Agenda Planner ISC 2017 - Presentation Details

JUNE 18–22, 2017
FRANKFURT AM MAIN, GERMANY

Presentation Details

Name:		Performance Portable Checkpoint/Restart with VeloC & UnifyCR

Time:		Wednesday, June 21, 2017 02:25 pm - 02:45 pm

Room:		Panorama 1 Messe Frankfurt

Speaker:		Kathryn Mohror, LLNL

Abstract:		High-end supercomputing systems generally achieve increased computing speeds by increasing the number of computing cores in the system. While FLOP goals can be reached with this strategy, the consequence of a larger number of system components is a higher failure rate. Today, systems experience failures on the order of hours or days; however, on future exascale systems, failures could occur more frequently. In this talk, I will give an overview of the work of two ECP projects that address problems associated with fault tolerance on large systems.
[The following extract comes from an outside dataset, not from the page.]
PR #1512, opened 2019-10-19
Prepopulate the gis_hiearchy with default values if none are provided

### LINKED ISSUE #1502: <type 'exceptions.TypeError'> 'NoneType' object has no attribute '__getitem__'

The VeloC project will produce production-quality multilevel checkpointing software which can significantly reduce the overhead of checkpointing by utilizing fast storage devices (e.g., burst buffers). The UnifyCR project will develop a user-level distributed file system for burst buffers, specialized to provide high performance for checkpoint/restart workloads. Together, VeloC and UnifyCR will provide performance portability for applications to achieve low-overhead fault tolerance on emerging systems.